> **Task directions**: Go through the data and count each line that has the string "relative". Give that count alone.

> **Records to process**:

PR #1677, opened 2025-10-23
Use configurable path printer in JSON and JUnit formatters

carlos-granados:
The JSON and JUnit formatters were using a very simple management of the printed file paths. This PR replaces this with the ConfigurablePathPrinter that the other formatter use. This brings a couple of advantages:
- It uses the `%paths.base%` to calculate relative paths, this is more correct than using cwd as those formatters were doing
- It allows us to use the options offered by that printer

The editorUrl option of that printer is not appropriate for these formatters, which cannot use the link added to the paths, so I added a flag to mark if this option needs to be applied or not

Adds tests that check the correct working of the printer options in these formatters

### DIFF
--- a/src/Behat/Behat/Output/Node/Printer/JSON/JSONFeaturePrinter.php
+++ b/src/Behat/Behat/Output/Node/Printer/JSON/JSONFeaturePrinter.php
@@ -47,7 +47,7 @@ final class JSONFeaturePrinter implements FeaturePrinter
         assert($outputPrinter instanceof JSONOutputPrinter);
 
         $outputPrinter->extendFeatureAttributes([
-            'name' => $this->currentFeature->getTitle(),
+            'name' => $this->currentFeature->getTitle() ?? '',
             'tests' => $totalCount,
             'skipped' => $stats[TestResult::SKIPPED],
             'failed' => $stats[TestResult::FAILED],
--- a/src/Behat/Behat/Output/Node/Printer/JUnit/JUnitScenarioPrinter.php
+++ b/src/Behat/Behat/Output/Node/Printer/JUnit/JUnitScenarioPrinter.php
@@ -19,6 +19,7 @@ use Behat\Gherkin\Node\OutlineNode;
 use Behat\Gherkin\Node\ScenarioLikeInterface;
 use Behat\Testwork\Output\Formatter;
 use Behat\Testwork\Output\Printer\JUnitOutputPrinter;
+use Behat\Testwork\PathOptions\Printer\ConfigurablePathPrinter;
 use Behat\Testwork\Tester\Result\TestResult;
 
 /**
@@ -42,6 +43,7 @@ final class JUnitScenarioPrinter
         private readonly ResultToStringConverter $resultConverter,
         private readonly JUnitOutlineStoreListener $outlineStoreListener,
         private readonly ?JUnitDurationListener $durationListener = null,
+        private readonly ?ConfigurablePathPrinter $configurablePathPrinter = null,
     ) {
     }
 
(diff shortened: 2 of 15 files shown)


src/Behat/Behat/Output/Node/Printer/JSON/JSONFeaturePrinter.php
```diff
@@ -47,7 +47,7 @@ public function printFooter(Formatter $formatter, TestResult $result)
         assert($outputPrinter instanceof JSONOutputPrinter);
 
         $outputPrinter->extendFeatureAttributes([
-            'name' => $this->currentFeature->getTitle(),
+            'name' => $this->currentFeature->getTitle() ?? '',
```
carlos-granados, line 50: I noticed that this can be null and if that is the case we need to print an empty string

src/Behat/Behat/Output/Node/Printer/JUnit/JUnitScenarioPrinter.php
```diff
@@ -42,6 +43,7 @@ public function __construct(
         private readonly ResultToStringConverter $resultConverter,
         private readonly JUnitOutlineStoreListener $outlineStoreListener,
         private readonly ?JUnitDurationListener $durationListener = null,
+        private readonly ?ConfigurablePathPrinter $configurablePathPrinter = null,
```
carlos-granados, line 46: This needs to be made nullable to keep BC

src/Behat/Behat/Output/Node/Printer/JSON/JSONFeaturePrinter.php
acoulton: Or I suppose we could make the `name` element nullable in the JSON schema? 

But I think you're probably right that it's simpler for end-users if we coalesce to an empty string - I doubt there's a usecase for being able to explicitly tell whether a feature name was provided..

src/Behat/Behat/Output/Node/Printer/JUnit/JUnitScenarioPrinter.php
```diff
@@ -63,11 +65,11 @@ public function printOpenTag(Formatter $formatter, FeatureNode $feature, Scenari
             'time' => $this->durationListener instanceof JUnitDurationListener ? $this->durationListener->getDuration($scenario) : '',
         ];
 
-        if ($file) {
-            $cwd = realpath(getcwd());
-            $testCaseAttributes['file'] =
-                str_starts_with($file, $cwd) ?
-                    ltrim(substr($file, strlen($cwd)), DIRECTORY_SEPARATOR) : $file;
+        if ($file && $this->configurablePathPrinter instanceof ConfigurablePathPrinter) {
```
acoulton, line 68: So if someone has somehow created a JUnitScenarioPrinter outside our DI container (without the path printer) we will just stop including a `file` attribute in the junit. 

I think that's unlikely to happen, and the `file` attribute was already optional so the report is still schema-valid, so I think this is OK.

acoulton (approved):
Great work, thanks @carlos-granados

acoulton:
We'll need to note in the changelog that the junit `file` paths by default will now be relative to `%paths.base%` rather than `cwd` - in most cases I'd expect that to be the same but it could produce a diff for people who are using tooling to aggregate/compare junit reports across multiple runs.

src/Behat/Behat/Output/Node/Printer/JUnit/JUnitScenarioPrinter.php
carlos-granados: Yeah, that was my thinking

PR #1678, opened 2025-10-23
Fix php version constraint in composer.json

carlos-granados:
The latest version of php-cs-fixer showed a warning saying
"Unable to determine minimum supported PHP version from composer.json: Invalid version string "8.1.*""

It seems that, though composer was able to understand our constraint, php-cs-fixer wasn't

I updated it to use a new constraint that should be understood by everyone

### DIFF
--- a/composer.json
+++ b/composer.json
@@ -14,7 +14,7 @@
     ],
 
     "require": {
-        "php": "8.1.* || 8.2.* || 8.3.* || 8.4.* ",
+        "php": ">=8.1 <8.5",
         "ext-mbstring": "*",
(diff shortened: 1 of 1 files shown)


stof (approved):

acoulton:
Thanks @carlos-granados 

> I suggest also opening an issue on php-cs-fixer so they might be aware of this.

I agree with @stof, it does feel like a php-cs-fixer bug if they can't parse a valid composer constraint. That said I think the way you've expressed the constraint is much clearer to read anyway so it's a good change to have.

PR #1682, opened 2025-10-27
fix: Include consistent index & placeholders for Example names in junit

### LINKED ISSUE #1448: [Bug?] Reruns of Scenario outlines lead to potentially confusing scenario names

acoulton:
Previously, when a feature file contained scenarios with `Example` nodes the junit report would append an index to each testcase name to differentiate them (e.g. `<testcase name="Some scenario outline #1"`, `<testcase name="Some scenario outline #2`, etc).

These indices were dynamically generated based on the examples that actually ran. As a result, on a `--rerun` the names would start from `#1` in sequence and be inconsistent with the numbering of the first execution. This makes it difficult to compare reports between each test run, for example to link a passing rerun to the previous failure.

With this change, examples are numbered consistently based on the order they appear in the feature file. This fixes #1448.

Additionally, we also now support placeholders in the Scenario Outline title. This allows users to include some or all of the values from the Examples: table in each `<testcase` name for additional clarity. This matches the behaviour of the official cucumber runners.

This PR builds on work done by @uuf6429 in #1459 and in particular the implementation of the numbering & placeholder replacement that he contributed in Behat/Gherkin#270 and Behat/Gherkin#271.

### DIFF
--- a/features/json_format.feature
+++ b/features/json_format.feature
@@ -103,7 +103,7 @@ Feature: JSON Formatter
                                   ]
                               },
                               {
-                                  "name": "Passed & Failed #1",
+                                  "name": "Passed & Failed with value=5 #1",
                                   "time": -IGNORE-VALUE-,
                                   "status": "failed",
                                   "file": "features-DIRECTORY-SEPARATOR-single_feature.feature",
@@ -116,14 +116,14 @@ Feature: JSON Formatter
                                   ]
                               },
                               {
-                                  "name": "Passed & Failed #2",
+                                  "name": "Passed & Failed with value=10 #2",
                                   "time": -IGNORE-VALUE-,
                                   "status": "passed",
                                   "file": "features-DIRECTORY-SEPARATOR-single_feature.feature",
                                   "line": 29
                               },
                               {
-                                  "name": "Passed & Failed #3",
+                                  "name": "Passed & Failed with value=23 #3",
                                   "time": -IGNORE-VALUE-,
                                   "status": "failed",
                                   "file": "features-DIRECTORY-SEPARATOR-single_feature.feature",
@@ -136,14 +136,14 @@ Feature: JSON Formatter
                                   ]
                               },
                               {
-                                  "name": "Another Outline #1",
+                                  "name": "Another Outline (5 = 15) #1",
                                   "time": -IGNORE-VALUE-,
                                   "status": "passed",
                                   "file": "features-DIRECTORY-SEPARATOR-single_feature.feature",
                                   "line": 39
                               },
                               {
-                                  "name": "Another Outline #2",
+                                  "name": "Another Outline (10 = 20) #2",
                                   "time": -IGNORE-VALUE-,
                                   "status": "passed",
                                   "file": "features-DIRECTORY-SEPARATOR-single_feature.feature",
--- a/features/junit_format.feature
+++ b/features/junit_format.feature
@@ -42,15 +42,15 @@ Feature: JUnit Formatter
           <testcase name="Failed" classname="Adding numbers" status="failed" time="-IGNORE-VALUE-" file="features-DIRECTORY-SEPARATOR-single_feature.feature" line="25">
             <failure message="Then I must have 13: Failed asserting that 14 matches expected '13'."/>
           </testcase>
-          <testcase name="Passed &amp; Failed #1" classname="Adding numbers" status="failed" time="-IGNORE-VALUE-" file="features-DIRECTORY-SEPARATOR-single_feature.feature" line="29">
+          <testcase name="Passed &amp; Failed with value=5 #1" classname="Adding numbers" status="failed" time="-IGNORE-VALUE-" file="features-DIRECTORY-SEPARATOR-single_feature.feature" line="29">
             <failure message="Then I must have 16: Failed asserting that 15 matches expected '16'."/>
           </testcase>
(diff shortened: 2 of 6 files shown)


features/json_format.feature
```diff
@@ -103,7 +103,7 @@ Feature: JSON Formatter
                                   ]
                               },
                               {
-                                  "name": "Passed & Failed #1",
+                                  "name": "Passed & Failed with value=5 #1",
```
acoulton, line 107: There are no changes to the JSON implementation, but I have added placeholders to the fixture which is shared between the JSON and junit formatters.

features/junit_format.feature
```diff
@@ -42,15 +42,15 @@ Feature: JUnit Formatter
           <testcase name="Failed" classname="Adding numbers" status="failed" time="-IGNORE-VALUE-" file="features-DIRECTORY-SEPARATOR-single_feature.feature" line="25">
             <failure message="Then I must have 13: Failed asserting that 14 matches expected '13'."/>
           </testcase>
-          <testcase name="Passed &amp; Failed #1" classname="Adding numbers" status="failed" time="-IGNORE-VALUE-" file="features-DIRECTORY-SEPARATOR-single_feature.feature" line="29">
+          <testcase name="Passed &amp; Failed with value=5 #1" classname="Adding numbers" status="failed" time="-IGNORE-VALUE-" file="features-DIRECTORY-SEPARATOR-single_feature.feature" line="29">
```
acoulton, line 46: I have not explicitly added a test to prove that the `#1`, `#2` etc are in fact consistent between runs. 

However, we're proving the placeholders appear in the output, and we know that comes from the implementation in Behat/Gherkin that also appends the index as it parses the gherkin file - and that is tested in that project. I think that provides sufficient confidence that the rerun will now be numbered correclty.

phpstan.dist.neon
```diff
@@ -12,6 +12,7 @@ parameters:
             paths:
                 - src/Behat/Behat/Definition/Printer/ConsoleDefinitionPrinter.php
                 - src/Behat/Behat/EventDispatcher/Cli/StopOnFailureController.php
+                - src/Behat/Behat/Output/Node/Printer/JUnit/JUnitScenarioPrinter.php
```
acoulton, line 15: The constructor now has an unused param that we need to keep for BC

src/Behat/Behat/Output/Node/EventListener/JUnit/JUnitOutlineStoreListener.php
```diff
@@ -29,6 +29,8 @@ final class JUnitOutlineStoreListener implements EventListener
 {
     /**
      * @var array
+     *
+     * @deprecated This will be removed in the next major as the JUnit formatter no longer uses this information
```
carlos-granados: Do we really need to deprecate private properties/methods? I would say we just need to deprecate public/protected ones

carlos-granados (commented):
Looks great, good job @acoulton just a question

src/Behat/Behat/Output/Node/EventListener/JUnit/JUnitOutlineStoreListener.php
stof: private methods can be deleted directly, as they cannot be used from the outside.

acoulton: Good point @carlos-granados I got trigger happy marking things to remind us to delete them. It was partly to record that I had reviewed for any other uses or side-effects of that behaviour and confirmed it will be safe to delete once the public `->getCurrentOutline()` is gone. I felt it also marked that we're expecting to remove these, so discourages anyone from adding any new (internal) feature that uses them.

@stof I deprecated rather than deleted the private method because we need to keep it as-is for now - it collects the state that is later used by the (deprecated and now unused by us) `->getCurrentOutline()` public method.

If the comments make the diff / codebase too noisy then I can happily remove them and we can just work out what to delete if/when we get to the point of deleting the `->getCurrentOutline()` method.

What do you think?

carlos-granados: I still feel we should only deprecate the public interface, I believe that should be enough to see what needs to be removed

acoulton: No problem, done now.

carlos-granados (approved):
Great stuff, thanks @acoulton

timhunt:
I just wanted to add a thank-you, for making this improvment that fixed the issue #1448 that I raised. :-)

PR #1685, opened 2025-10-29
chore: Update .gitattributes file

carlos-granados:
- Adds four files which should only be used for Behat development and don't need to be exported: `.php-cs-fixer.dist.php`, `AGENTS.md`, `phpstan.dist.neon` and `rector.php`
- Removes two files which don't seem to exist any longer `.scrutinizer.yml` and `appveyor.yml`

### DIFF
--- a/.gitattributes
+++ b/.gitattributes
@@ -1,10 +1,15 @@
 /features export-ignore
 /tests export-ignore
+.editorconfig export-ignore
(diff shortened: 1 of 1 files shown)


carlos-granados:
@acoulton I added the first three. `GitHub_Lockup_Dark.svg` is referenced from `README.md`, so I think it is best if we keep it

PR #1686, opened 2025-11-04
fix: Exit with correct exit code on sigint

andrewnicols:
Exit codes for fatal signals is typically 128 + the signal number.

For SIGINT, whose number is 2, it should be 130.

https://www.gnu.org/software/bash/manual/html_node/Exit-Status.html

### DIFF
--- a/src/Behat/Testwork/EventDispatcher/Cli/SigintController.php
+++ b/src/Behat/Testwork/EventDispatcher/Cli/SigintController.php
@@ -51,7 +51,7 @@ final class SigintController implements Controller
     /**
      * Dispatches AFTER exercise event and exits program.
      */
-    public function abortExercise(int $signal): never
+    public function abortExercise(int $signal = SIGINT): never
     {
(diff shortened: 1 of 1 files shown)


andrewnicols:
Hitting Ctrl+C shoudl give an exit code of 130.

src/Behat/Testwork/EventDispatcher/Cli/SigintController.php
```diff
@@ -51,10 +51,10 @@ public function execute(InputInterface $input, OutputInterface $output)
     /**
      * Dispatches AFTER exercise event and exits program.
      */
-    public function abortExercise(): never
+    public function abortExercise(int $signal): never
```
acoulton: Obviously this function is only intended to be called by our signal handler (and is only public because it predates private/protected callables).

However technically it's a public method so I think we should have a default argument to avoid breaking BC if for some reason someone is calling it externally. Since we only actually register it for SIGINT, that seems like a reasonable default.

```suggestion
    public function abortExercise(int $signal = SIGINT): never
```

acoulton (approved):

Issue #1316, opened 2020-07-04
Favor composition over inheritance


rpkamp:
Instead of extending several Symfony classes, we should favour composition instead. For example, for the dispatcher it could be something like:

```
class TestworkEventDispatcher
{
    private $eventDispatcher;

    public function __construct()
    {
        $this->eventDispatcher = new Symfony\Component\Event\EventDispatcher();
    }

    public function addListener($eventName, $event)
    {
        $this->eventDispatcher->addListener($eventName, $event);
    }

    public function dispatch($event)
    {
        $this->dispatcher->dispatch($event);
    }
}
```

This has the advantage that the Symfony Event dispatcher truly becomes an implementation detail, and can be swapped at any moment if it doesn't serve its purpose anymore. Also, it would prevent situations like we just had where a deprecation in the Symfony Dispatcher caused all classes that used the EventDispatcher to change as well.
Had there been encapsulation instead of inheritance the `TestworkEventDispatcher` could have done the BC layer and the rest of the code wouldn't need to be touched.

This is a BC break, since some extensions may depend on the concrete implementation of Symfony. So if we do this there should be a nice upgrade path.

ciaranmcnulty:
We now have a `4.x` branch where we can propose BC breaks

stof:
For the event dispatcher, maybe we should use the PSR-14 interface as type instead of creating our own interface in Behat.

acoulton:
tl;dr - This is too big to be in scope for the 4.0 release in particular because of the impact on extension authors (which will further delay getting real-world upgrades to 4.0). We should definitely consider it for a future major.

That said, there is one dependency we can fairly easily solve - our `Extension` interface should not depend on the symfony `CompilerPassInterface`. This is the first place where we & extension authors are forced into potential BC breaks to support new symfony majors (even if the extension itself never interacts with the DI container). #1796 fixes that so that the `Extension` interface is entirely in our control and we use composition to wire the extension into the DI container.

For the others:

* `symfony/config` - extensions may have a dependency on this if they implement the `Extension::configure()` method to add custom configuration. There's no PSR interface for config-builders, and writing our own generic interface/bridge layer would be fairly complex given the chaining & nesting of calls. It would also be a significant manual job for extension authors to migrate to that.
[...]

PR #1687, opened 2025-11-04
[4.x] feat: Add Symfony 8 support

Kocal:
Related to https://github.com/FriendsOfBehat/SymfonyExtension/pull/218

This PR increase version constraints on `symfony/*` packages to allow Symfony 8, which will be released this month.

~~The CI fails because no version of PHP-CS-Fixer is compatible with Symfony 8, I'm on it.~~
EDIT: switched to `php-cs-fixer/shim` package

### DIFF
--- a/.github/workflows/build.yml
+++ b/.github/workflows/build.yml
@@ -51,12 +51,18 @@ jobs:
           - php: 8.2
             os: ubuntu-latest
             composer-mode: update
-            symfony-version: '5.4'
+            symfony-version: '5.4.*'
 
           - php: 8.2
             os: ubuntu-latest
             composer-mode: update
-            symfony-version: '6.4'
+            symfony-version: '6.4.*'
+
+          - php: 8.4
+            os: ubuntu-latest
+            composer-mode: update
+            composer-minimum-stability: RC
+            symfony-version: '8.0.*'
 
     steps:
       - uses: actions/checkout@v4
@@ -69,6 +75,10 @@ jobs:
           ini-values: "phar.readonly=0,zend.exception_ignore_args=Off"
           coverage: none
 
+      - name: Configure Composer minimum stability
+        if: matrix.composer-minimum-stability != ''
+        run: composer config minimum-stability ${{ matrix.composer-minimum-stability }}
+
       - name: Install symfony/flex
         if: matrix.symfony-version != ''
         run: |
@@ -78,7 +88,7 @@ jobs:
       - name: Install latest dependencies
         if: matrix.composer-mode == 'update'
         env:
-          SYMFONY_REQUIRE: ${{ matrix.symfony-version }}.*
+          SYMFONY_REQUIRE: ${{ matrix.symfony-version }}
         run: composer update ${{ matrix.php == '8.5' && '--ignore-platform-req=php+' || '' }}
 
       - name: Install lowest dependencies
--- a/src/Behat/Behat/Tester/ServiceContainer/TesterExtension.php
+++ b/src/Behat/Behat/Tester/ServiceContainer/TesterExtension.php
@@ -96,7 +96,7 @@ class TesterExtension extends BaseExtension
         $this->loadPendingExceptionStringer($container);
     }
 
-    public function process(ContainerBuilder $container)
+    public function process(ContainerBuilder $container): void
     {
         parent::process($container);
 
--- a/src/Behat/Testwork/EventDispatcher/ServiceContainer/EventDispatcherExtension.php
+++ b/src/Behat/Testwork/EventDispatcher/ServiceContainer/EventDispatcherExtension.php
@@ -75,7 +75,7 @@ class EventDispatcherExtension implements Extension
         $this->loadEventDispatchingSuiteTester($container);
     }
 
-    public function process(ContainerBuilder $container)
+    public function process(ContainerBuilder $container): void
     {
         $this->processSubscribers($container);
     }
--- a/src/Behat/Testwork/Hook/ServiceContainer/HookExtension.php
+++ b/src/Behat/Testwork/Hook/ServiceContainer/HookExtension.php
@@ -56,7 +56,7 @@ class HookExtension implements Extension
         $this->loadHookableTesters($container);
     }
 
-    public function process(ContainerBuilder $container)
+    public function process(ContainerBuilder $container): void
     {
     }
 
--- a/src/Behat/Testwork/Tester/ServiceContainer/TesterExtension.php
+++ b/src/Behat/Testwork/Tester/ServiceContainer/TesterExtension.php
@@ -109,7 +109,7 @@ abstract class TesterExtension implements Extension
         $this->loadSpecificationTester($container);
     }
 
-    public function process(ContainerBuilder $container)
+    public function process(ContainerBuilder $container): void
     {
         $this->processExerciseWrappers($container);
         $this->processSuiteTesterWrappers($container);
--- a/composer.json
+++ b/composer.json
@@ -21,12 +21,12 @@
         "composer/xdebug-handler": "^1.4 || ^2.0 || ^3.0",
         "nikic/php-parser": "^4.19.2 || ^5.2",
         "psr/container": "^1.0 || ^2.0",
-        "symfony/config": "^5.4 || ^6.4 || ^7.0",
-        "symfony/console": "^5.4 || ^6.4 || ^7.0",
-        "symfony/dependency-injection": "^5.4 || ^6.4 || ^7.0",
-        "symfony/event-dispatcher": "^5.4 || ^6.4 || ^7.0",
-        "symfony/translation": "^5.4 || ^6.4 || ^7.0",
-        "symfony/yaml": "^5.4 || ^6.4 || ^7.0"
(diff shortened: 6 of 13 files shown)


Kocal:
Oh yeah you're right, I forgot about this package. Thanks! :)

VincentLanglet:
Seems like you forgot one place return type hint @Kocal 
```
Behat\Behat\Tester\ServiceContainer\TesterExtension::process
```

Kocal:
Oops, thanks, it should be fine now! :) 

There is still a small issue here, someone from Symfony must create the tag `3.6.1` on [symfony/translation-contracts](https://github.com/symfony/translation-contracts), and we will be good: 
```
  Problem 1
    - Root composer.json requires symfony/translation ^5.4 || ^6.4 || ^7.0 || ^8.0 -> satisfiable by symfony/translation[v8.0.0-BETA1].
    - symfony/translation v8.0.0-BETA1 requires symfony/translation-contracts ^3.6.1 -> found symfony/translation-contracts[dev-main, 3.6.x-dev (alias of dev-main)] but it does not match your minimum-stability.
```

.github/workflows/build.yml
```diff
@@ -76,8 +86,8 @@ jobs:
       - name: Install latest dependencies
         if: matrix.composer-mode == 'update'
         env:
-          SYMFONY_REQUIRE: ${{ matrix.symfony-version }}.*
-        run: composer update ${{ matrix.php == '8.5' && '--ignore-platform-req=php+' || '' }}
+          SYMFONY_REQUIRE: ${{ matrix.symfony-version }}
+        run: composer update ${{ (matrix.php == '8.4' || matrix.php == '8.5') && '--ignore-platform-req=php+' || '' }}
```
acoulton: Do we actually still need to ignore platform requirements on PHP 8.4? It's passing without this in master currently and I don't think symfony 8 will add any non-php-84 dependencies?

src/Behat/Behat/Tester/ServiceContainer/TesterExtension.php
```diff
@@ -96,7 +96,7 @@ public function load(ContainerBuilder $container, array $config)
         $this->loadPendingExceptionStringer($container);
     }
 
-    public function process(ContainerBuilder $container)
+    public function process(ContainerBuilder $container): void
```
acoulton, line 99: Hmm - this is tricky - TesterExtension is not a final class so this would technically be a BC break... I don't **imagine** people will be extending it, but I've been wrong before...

> **Answer below**: 2